Dual tests by instruments on the Curiosity rover, combined with data from the first Viking probes and Mars meteorites that have fallen to Earth, suggests that the Red Planet lost its atmosphere within the first billion years of its history, according to two papers in the latest issue of Science.
Curiosity's tunable laser spectrometer in action
Curiosity's tunable laser spectrometer and quadrupole mass spectrometer, which make up part of Curiosity's Sample Analysis at Mars (SAM) laboratory, took separate readings of the Martian atmosphere to sort out the elements and measure the pattern of carbon, oxygen, and hydrogen isotopes, the papers report.
"As atmosphere was lost, the signature of the process was embedded in the isotopic ratio," said Paul Mahaffy of NASA Goddard Space Flight Center and the principal investigator for SAM and lead author of one of the two papers about Curiosity.
The results were compared with the very crude readings taken from the 1976 Viking probes and with analysis of the isotope variation found in meteorites that have been blasted off Mars by eruptions or impacts. The new data fits current climate models, and NASA says it's confident about the results.

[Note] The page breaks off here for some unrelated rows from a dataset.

Issue #7431, opened 2024-08-03
[ImportVerilog] Create variables for function arguments


fabianschuiki:
The following SV currently crashes because `x` is lowered to an `i32`, which is unassignable, instead of a `ref<i32>`, which would be assignable:
```
function void foo(int x);
  x = 0;
endfunction
```
To fix this, create local variables that shadow the function arguments.

Max-astro:
Hi fabianschuiki,

I recently encountered the same crash you reported. I’m interested in working on this fix and learning more about the CIRCT project, as I’m still a beginner here.

Where you suggested that "create local variables that shadow the function arguments." might be a fix. I reviewed the crash stack, but I'm not fully clear on which function I need to create local variables for function arguments.

Could you explain a bit more about what "shadowing" function arguments involves in this context, or perhaps share an example of what you had in mind? Any additional insights would be greatly appreciated as I work toward understanding and implementing a solution.

Thank you for your help and guidance, and I look forward to hopefully collaborating on this!

fabianschuiki:
Hi @Max-astro, thanks a lot for taking a look at this!

The crash happens because `x` is converted to a function argument, which is just a simple value. In order to be able to assign to it, `x` would have to be converted to a variable instead. This is all handled in the `Context::convertFunction` function in ImportVerilog, in the `lib/Conversion/ImportVerilog/Structure.cpp` file.

In a nutshell, the current implementation is trying to convert the SV
```systemverilog
function void foo(int x);
  x = 0;
endfunction
```
into the MLIR
```mlir
func.func private @foo(%arg0: !moore.i32) {
  %0 = moore.constant 0 : i32
  moore.assign %arg0, %0 : i32
  return
}
```
But this crashes since `moore.assign` requires the destination of the assignment to be a `!moore.ref<i32>`, so something like a `moore.variable`, instead of a simple `i32` like the function argument.

To fix this, the conversion should produce something like the following instead:
```mlir
func.func private @foo(%arg0: !moore.i32) {
  %x = moore.variable %arg0 : <i32>  // <--- a variable that is initialized to the func arg value
  %0 = moore.constant 0 : i32
  moore.assign %x, %0 : i32  // <--- assignment to the variable instead of the func arg
  return
}
```

[...]

PR #7829, opened 2024-11-16
[ImportVerilog]: Create variables for function arguments

Max-astro:
Adds shadow variables for SV function arguments.
Fixes: https://github.com/llvm/circt/issues/7431

Adjusts two test cases ```test/Conversion/ImportVerilog/basic.sv``` and ```test/Conversion/ImportVerilog/builtins.sv```

Adds two test functions in ```test/Conversion/ImportVerilog/builtins.sv```, which will crash in the former ```circt-verilog``` tool.

### DIFF
--- a/lib/Conversion/ImportVerilog/Structure.cpp
+++ b/lib/Conversion/ImportVerilog/Structure.cpp
@@ -894,6 +894,7 @@ Context::convertFunction(const slang::ast::SubroutineSymbol &subroutine) {
   ValueSymbolScope scope(valueSymbols);
 
   // Create a function body block and populate it with block arguments.
+  SmallVector<moore::VariableOp> argVariables;
   auto &block = lowering->op.getBody().emplaceBlock();
   for (auto [astArg, type] :
        llvm::zip(subroutine.getArguments(),
@@ -908,10 +909,11 @@ Context::convertFunction(const slang::ast::SubroutineSymbol &subroutine) {
       OpBuilder::InsertionGuard g(builder);
       builder.setInsertionPointToEnd(&block);
 
-      Value shadowArg = builder.create<moore::VariableOp>(
+      auto shadowArg = builder.create<moore::VariableOp>(
           loc, moore::RefType::get(cast<moore::UnpackedType>(type)),
           StringAttr{}, blockArg);
       valueSymbols.insert(astArg, shadowArg);
+      argVariables.push_back(shadowArg);
     }
   }
 
@@ -946,5 +948,16 @@ Context::convertFunction(const slang::ast::SubroutineSymbol &subroutine) {
   }
   if (returnVar && returnVar.use_empty())
     returnVar.getDefiningOp()->erase();
+
+  for (auto var : argVariables) {
+    if (llvm::all_of(var->getUsers(),
+                     [](auto *user) { return isa<moore::ReadOp>(user); })) {
+      for (auto *user : llvm::make_early_inc_range(var->getUsers())) {
+        user->getResult(0).replaceAllUsesWith(var.getInitial());
+        user->erase();
+      }
+      var->erase();
+    }
+  }
   return success();
 }
--- a/lib/Conversion/ImportVerilog/Structure.cpp
+++ b/lib/Conversion/ImportVerilog/Structure.cpp
@@ -900,7 +900,19 @@ Context::convertFunction(const slang::ast::SubroutineSymbol &subroutine) {
                  lowering->op.getFunctionType().getInputs())) {
     auto loc = convertLocation(astArg->location);
     auto blockArg = block.addArgument(type, loc);
-    valueSymbols.insert(astArg, blockArg);
+
+    if (isa<moore::RefType>(type)) {
+      valueSymbols.insert(astArg, blockArg);
+    } else {
+      // Convert the body of the function.
+      OpBuilder::InsertionGuard g(builder);
+      builder.setInsertionPointToEnd(&block);
+
+      Value shadowArg = builder.create<moore::VariableOp>(
+          loc, moore::RefType::get(cast<moore::UnpackedType>(type)),
+          StringAttr{}, blockArg);
+      valueSymbols.insert(astArg, shadowArg);
+    }
   }
 
   // Convert the body of the function.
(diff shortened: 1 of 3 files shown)


test/Conversion/ImportVerilog/basic.sv
```diff
@@ -2055,20 +2126,54 @@ endmodule
...
+  
+  // CHECK: [[C2:%.+]] = moore.constant 2 : i32
+  // CHECK: moore.blocking_assign [[Y]], [[C2]] : i32
+  y = 2;
+
+  // CHECK: [[READ_X:%.+]] = moore.read [[X]] : <i32>
+  // CHECK: [[READ_Y:%.+]] = moore.read [[Y]] : <i32>
+  // CHECK: [[ADD:%.+]] = moore.add [[READ_X]], [[READ_Y]] : i32
+  return x+y;
+endfunction
```
hailongSun2000, line 2179: nit: please add a new empty line.

hailongSun2000 (approved):
LGTM! Thank @Max-astro for your work on this error(https://github.com/llvm/circt/issues/7431).

hailongSun2000:
>  @fabianschuiki: And if the user never assigns to the variable, the canonicalizers will get rid of it automatically again later 😃

If you want IR to stay the same when using `--canonicalize` like
```
func.func private @dummyE(%arg0: !moore.i1) -> !moore.i1 {
    return %arg0 : !moore.i1
}
```
You have to implement the `VariableOp::Canonicalize()` manually. But you can add this in the new PR :smile:.

lib/Conversion/ImportVerilog/Structure.cpp
```diff
@@ -900,7 +900,19 @@ Context::convertFunction(const slang::ast::SubroutineSymbol &subroutine) {
                  lowering->op.getFunctionType().getInputs())) {
     auto loc = convertLocation(astArg->location);
     auto blockArg = block.addArgument(type, loc);
-    valueSymbols.insert(astArg, blockArg);
+
```
fabianschuiki, line 903: If you'd like to get rid of unneeded variables, you could create a list of shadow variables while you build them up:
```suggestion

SmallVector<moore::VariableOp> argVariables;
```

lib/Conversion/ImportVerilog/Structure.cpp
```diff
@@ -900,7 +900,19 @@ Context::convertFunction(const slang::ast::SubroutineSymbol &subroutine) {
...
+    if (isa<moore::RefType>(type)) {
+      valueSymbols.insert(astArg, blockArg);
+    } else {
+      // Convert the body of the function.
+      OpBuilder::InsertionGuard g(builder);
+      builder.setInsertionPointToEnd(&block);
+
+      Value shadowArg = builder.create<moore::VariableOp>(
+          loc, moore::RefType::get(cast<moore::UnpackedType>(type)),
+          StringAttr{}, blockArg);
```
fabianschuiki, line 913:
```suggestion
      auto shadowArg = builder.create<moore::VariableOp>(
          loc, moore::RefType::get(cast<moore::UnpackedType>(type)),
          StringAttr{}, blockArg);
      argVariables.push_back(shadowArg);
```

fabianschuiki: And then further down just before `return success();` you could replace the variables that were not needed:
```c++
for (auto var : argVariables) {
  if (llvm::all_of(var.getUsers(), [](auto *user){ return isa<moore::ReadOp>(user); })) {
    for (auto *user : llvm::make_early_inc_range(var.getUsers())) {
      user->replaceAllUsesWith(var.getInitial());
      user->erase();
    }
    var.erase();
  }
}
```

fabianschuiki (approved):
Awesome, thanks for implementing this!

If you want to get rid of all the changes in the SV tests, you could do what @hailongSun2000 has suggested and try to delete the variables again if they were not needed. That should make most tests see no real change at all, which may be beneficial? Let me know what you think :smiley: I'm also very happy with just landing this!

lib/Conversion/ImportVerilog/Structure.cpp
Max-astro: Thank you for your suggestions. I believe eliminating unnecessary variables immediately is more efficient, as it reduces memory usage, and the output MLIR looks cleaner compared to retaining them until the `Canonicalize()`.  (Maybe my instincts aren't right at all)

Should I commit this enhancement to this PR or a new PR?

hailongSun2000: If you don't want to use `Canonicalize()`, maybe "this PR" is perfect.

Max-astro: > If you don't want to use `Canonicalize()`, maybe "this PR" is perfect.

Thanks for your response, could you explain more about the pros and cons of these two implementations?

hailongSun2000: These two implementations are similar. The only difference is that we have to invoke `--canonicalize` using `circt-opt`  explicitly. So when we just use `circt-translate --import-verilog` to test, we cannot hide the function arguments unused by `moore.blocking_assign`. For example:
```
function int simpleFunc3(int a, b);
  {
    // CHECK: [[ARG0:%.+]] = moore.variable %arg0 : <i32>
    // CHECK: [[ARG1:%.+]] = moore.variable %arg1 : <i32>
    // CHECK: [[READ0:%.+]] = moore.read [[ARG0]] : <i32>
    // CHECK: [[READ1:%.+]] = moore.read [[ARG1]] : <i32>
  }
    
    // CHECK: [[TMP:%.+]] = moore.mul [[READ0]], [[READ1]]
    // CHECK: return [[TMP]]
    return a * b;
  endfunction
```
In a nutshell, these two implementations both generate IRs surrounded in a brace(`{ }`). But non-`Canonicalize` will hide them when we use `circt-translate`.

fabianschuiki (approved):
Very cool, thanks a lot for doing all this work!

Max-astro:
> Very cool, thanks a lot for doing all this work!

I really appreciate the guidance you provided, it means a lot to me that you took the time to help.

hailongSun2000 (approved):
So cool!

hailongSun2000:
Can I merge it? @Max-astro

Max-astro:
> Can I merge it? @Max-astro

Sure, I'm glad to hear that.

fabianschuiki:
Fantastic, thanks for merging @hailongSun2000 and thanks for fixing this bug @Max-astro 🥳!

"Getting the same result with two very different techniques increased our confidence that there's no unknown systematic error underlying the measurements," said Chris Webster of the lead investigator behind the tunable laser spectrometer. "The accuracy in these new measurements improves the basis for understanding the atmosphere's history."
Taken together, the data suggests that the atmosphere was lost from the top down, rather than by the interaction of the atmosphere with the Martian surface. This loss appears to have occurred before Mars made it to 10 figures-worth of birthdays, and has left it fairly barren place ever since.
The findings seem to match with data from the European Mars Express probe, suggesting Mars has had a three-stage existence. During its early Phyllocian stage, thought to have lasted for the first 500 million to a billion of Mars' existence, the planet had running water laying down clay-rich minerals and a thick atmosphere.
Around a billion years into existence the planet was hit by a billion-years period of intense geological activity dubbed the Theiikian period. Vast layers of sulfates were laid out in this period, and for the rest of the planet's existence, the Siderikan period, Mars has remained much as it is now – cold, arid except for ices at the poles, and bombarded by solar radiation.
One theory for what caused that shift from a relatively lush planet with a chance for life as we know it to develop to dustbowl is that a large object, possibly even a planetoid the size of Pluto, crashed into Mars early on in life. This disrupted the planet's magnetic field and caused the loss of atmosphere.
"The data we have doesn't prove this," Webster told ABC News. "But it does fall in line with the theory."